# Your favourite complete Tchaikovsky symphony cycle



## Merl

Ok folks, I was wondering what your current favourite COMPLETE Tchaikovsky cycle is. Why do you like it / play it above other cycles (more consistent, better sound, lively performances, terrific accounts of certain symphonies, etc)? I know there are great individual performances of individual symphonies but who makes the best full set (with or without Manfred)? Some will say Jansons, some Pletnev, some Karajan, some Simonov, some Muti, etc........the list goes on. My current favourite is Dorati but that may only last a few weeks.


----------



## Pugg

I always come back to Muti and this one ( Dorati), just the sound of both is overwhelming and so beautiful played.


----------



## techniquest

I only have two Tchaikovsky cycles; Muti on Brilliant Classics and Litton on Virgin. The Muti is a far better set all round (imho).


----------



## Delicious Manager

Yevgeny Svetlanov's old 1960s set with the USSR Symphony Orchestra is always worth hearing, even thought the sound quality is variable and often sounds its age. Mariss Jansons' set has always been highly regarded and it wears its age very well indeed, with excellent recording. 
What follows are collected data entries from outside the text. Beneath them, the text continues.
PR #526, opened 2026-05-26
ossfuzz: add zip_read_metadata_fuzzer for extra-field and metadata paths

XananasX7:
## Summary

The existing OSS-Fuzz harnesses read file *content* via `zip_fopen_index()`/`zip_fread()`. They do not exercise the metadata accessor APIs that parse ZIP extra fields in the central directory and local file headers.

## Coverage Gap

The following APIs are **not reached** by any existing harness:
- `zip_stat_index()` — parses stat info from central directory entries
- `zip_file_get_external_attributes()` — reads OS/attribute bytes
- `zip_get_archive_comment()` / `zip_file_get_comment()`
- `zip_file_extra_field_get()` — extra field by index (local + central)
- `zip_file_extra_field_get_by_id()` — by ID: Zip64 (0x0001), UNIX (0x000d), extended timestamp (0x5455), new Unix (0x7875), NTFS (0x000a), AES (0x9901)
- `zip_file_extra_fields_count()` for both `ZIP_FL_LOCAL` and `ZIP_FL_CENTRAL`

These paths live in `zip_extra_field.c` and `zip_dirent.c` and involve separate length/bounds arithmetic that is independent of the decompression path.

## New Harness: `zip_read_metadata_fuzzer.c`

Opens the fuzz input as a read-only archive, then for each entry exercises all the above accessors. Also reads the archive-level comment. Included in `ossfuzz/CMakeLists.txt` so it is automatically built and deployed by OSS-Fuzz.

## Testing

Built with `clang -fsanitize=address,undefined,fuzzer` against a static libzip built from source.

- ✅ No crashes found after 5 minutes / ~150,000 executions
- ✅ 292 corpus entries discovered; 2005 edge coverage
- ✅ Builds cleanly, one sign mismatch warning fixed

## Reward Program

Submitted under Google's [Patch Rewards Program](https://bughunters.google.com/patch-reward) (libzip is a Tier 2 OSS-Fuzz project).

### DIFF
--- a/ossfuzz/CMakeLists.txt
+++ b/ossfuzz/CMakeLists.txt
@@ -1,6 +1,7 @@
 set(FUZZ_PROGRAMS
   zip_read_file_fuzzer
   zip_read_fuzzer
+  zip_read_metadata_fuzzer
   zip_write_encrypt_aes256_file_fuzzer
   zip_write_encrypt_pkware_file_fuzzer
 )
--- a/ossfuzz/zip_read_metadata_fuzzer.c
+++ b/ossfuzz/zip_read_metadata_fuzzer.c
@@ -1,0 +1,129 @@
+/*
+  zip_read_metadata_fuzzer.c -- fuzz metadata parsing paths in libzip
+  Copyright (C) 2026 Google LLC
+
+  SPDX-License-Identifier: BSD-3-Clause
+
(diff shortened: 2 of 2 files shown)


dillof:
Thank you, looks good, and more coverage is always welcome.

PR #527, opened 2026-05-28
zero pkware password before free in trad_pkware_free

rootvector2:
winzip_aes_free and _zip_dirent_finalize zero the strdup'd password
with _zip_crypto_clear before free; the two trad_pkware_free helpers
in zip_source_pkware_(de|en)code drop the password directly, leaving
the plaintext in heap memory after free. Apply the same clear-then-free
pattern in both pkware paths so all four encryption contexts match.


dillof:
Good catch, thanks.

PR #528, opened 2026-05-29
clear derived key buffer in _zip_winzip_aes_new

rootvector2:
The PBKDF2 output buffer in zip_winzip_aes.c holds the derived AES and HMAC keys but isn't wiped before _zip_winzip_aes_new returns. Clear it with _zip_crypto_clear on each exit path, matching the ctx clear already done a few lines below.


dillof:
Thanks again.

PR #529, opened 2026-05-29
fix out-of-bounds read in zip_dir_add for empty name

rootvector2:
zip_dir_add() reads name[len - 1] to test for a trailing slash, but len is strlen(name) and is never checked for zero. Passing an empty name makes this name[(size_t)-1], a one-byte out-of-bounds read before the buffer. Guard the access with len == 0 so empty names take the trailing-slash path instead.


dillof:
Another good catch, thanks.

PR #531, opened 2026-06-01
Guard ZIP_CHECKCONS Overflow

metsw24-max:
Add overflow checks in ZIP_CHECKCONS validation paths to prevent malformed Zip64 archives from bypassing consistency checks through unsigned integer wraparound.

## Problem

`_zip_checkcons()` computes the end position of each entry using values read from the central directory:

```c
offset + comp_size + filename_length + LENTRYSIZE
```

For Zip64 archives, `comp_size` can be a full 64-bit value. A crafted archive can cause this calculation to overflow `zip_uint64_t`, wrapping to a small value and allowing an entry that actually extends beyond the central directory to pass ZIP_CHECKCONS validation.

A similar unchecked addition exists in `_zip_read_eocd64()` when validating the relationship between the EOCD64 record and EOCD64 locator.

### `lib/zip_open.c`

* Add overflow guards before calculating an entry's end position in `_zip_checkcons()`.
* Add overflow guards before evaluating `size + eocd_offset + 12` in `_zip_read_eocd64()`.
* Return an error when overflow is detected instead of allowing wrapped values to participate in consistency validation.
* Document the rationale with inline comments.

### Regression Test

Added:

* `regress/incons-zip64-checkcons-overflow.zip`
* `regress/open_incons_zip64_overflow.test`

The fixture contains a minimal Zip64 entry whose compressed size is supplied through a ZIP64 extra field with a value large enough to trigger the overflow condition. The regression test verifies that the archive is rejected when opened with `ZIP_CHECKCONS`.

## Impact

This change hardens ZIP_CHECKCONS against integer-overflow-based validation bypasses. The issue affects archive consistency verification and does not result in memory corruption or code execution, but it can cause malformed archives to be incorrectly accepted during consistency checks.


dillof:
Thank you, especially for also adding a test case.

We've modified it slightly to fit our style.

PR #532, opened 2026-06-01
zero default password before free

rootvector2:
za->default_password keeps the strdup'd cleartext decryption password (set via zip_set_default_password, used in zip_close.c and zip_fopen.c) but is freed without wiping in zip_set_default_password and zip_discard, unlike every other password/key path which already calls _zip_crypto_clear before free.


dillof:
Thanks. We've adapted it to use our idiom of NULL pointer check.

PR #533, opened 2026-06-01
don't read uninitialized window end for unbounded source

rootvector2:
A window source created with len -1 (end_valid false) never sets struct window::end, but window_read() reads it on ZIP_SOURCE_OPEN (ctx->end + offset) and on the SEEK_SET/SEEK_CUR fallthrough, where ctx->end - ctx->start is passed as the seek bound. Reachable through zip_source_window_create(src, start, -1) followed by zip_source_seek: the bound check then depends on uninitialized heap, so an in-range seek can be rejected or an out-of-range one accepted. Guard the open-time adjustment with end_valid and compute unbounded SEEK_SET/SEEK_CUR without referencing end.


dillof:
You're absolutely right that we shouldn't use end if it's invalid. However, we've implemented the fix by using the underlying source to validate seeks and using zip_source_seek_compute_offset when end is known.

PR #536, opened 2026-06-04
ossfuzz: add zip_write_roundtrip_fuzzer for the write/serialize paths

metsw24-max:
Add a new OSS-Fuzz target that exercises libzip's archive creation and serialization paths by performing a write → serialize → reopen → read round trip on fuzzer-provided input.

The existing write fuzzers (`zip_write_encrypt_aes256_file_fuzzer`, `zip_write_encrypt_pkware_file_fuzzer`) only add a single, fixed-metadata entry with one encryption method and never reopen the result. This target broadens write-side coverage to multi-entry archives, directories, deletes/renames, variable filenames, comments, extra fields, and compression/encryption method selection — then reads the generated archive back, exercising the encode → decode round trip.

## Changes

* Add `ossfuzz/zip_write_roundtrip_fuzzer.c`
  * Builds a ZIP archive from fuzzer input via a sequence of input-derived
    operations (add file/dir, set compression/encryption, set comments, set
    extra fields, rename, delete)
  * Serializes the archive with `zip_close()`
  * Reopens the resulting buffer and reads every entry back
* Register the target in `ossfuzz/CMakeLists.txt`

## Validation

* Builds with the OSS-Fuzz configuration (`BUILD_OSSFUZZ=ON`) and integrates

One I did NOT like one bit was Yuri Temirkanov's set, which I found far too idiosyncratic and self-indulgent.


----------



## Marsilius

I second the Svetlanov choice. That typically raucous Soviet era brass adds an amazing extra frisson of excitement.


----------



## Triplets

I really enjoy the Muti as well, recorded about 30 years ago.
Muti did the complete cycle with the Chicago SO last season, including Manfred. I attended several concerts (1, 3, and Manfred) and the interpretations have slowed down somewhat but are still very satisfying. Hopefully these will be released some day


----------



## Pugg

Triplets said:


> I really enjoy the Muti as well, recorded about 30 years ago.
> Muti did the complete cycle with the Chicago SO last season, including Manfred. I attended several concerts (1, 3, and Manfred) and the interpretations have slowed down somewhat but are still very satisfying. Hopefully these will be released some day


Lucky you, if not released you still have your memories.


----------



## Orfeo

Delicious Manager said:


> Yevgeny Svetlanov's old 1960s set with the USSR Symphony Orchestra is always worth hearing, even thought the sound quality is variable and often sounds its age. Mariss Jansons' set has always been highly regarded and it wears its age very well indeed, with excellent recording.
> 
> One I did NOT like one bit was Yuri Temirkanov's set, which I found far too idiosyncratic and self-indulgent.


I'm going to say Svetlanov's second set with the Russian Federation Symphony Orchestra (formerly the USSR Symphony), recorded live in Japan in the spring of 1990, with Manfred recorded in 1992. Despite my severe reservations on Svetlanov's cuts in Manfred, this set overall is of high value. Approach wise, Svetlanov's traversal is quite the same as earlier (more direct and hard-pressed rather than less probing, pliant, and stylish). The Canyon/Warner recording is better than the Melodiya (more spacious and encompassing, despite balancing issues and a bit overload on the bass (accompanied by the background humming sound that is noticeable throughout the set). And the brass is not so intrusive in the second set and ideally more blended.

Another set, which I have not heard in a long while, is Rostropovich's one which the London Philharmonic. His phrasings will not suit all tastes, but his readings are passionate, with his orchestra quite in top form.


----------



## Sonata

The bookends: 1 & 6

Oops, I see "favorite symphonic cycle"
I have no idea I've only had one, with the Utah Symphony. i should expand on that exposure.


----------